A control framework for learning and performing safe human-robot collaborative assembly

The advent of collaborative robots has enabled new applications where human and robots can work together safely and effectively toward achieving a common goal. However, robots in the industry, and particularly in assembly lines, are still programmed with time-consuming methods, have little to no adaptability to changes in the environment, and still present safety issues in close collaboration with a human, due to stiff control methods utilized to achieve accuracy. In this chapter, we address the problem of learning a pick-and-place task by kinesthetic demonstration and executing it to new and even moving targets, aiming at collaborative assembly lines where operations take place on a moving conveyor. Moreover, the human safety aspect is addressed via a control framework that includes two layers.
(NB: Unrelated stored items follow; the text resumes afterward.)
PR #1054, opened 2020-02-27
Check for ctrl when navigating to handle AltGr

### LINKED ISSUE #1009: 'Alt' key on French keyboard has conflicts in graphing mode
**Describe the bug**
When using azerty (French) keyboard layout, the right "Alt" key is replaced with an "Alt Gr" key, which is used to type some special chars such as '\~', '#', etc. when combined with other keys, typically the digit keys. When typing an equation in the graphing window, if you type a special character with Alt Gr and a digit key, the character will be typed, but the command will also be interpreted as using an Access Key with Alt, causing the app to navigate to the corresponding page. For example, typing '~' with Alt Gr + 4 navigates to the Scientific page.

**Expected behavior**
Alt Gr should not be mistaken with Alt and should not trigger navigation.

EriWong:
## Fixes #1009 .

Detect Ctrl when handling accelerator shortcuts to avoid Alt Gr triggering navigation
- Checks for ctlr being pressed when handling nav bar shortcut

manually

### DIFF
--- a/src/Calculator/Common/KeyboardShortcutManager.cpp
+++ b/src/Calculator/Common/KeyboardShortcutManager.cpp
@@ -642,6 +642,13 @@ void KeyboardShortcutManager::OnAcceleratorKeyActivated(CoreDispatcher ^, Accele
             return;
         }
 
+        // Ctrl is pressed in addition to alt, this means Alt Gr is intended.  do not navigate.
+        if ((static_cast<short>(Window::Current->CoreWindow->GetKeyState(VirtualKey::Control)) & static_cast<short>(CoreVirtualKeyStates::Down))
+            == static_cast<short>(CoreVirtualKeyStates::Down))
+        {
+            return;
+        }
+
         const auto& lookupMap = GetCurrentKeyDictionary(static_cast<MyVirtualKey>(key), altPressed);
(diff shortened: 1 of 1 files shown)


src/Calculator/Common/KeyboardShortcutManager.cpp
```diff
@@ -642,6 +642,13 @@ void KeyboardShortcutManager::OnAcceleratorKeyActivated(CoreDispatcher ^, Accele
             return;
         }
 
+        // Ctrl is pressed in addition to alt, this means Alt Gr is intended.  do not navigate.
+        if ((static_cast<short>(Window::Current->CoreWindow->GetKeyState(VirtualKey::Control)) & static_cast<short>(CoreVirtualKeyStates::Down))
```
sanderl: Is there a way for us to detect the keyboard type and add that to the if condition?

rudyhuyn: Even if qwerty keyboards don't have a `Altr Gr` button, Ctrl and Alt will also do some special actions. A good example is Ctrl+Alt+C, it won't   copy but type `©`. We should not try to check keyboard layouts.

sanderl: That makes sense to me. I just wanted to make sure we weren't blocking user intent in other cases.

The first layer is in the form of collision avoidance by altering the executed trajectory, and the second one is achieved by a compliant robot behavior that preserves safety under unintentional contacts, without compromising target-reaching accuracy. For the learning part, we modify the traditional dynamic movement primitive (DMP) formulation for properly encoding the demonstrated task and generalizing it spatially to even moving targets. For the performance and safety part, we propose a control structure incorporating the DMP, the human avoidance signals, and the low stiffness controller of the robot to achieve safety and accuracy. Our approach is validated experimentally in a real-world industrial assembly scenario of a TV manufacturer, where a robot and a human collaboratively achieve the assembly of electronic boards on a TV back plate. This work contributes on a wider scale, as it aims to advance the way toward the adoption of human-robot collaboration in industrial assembly lines.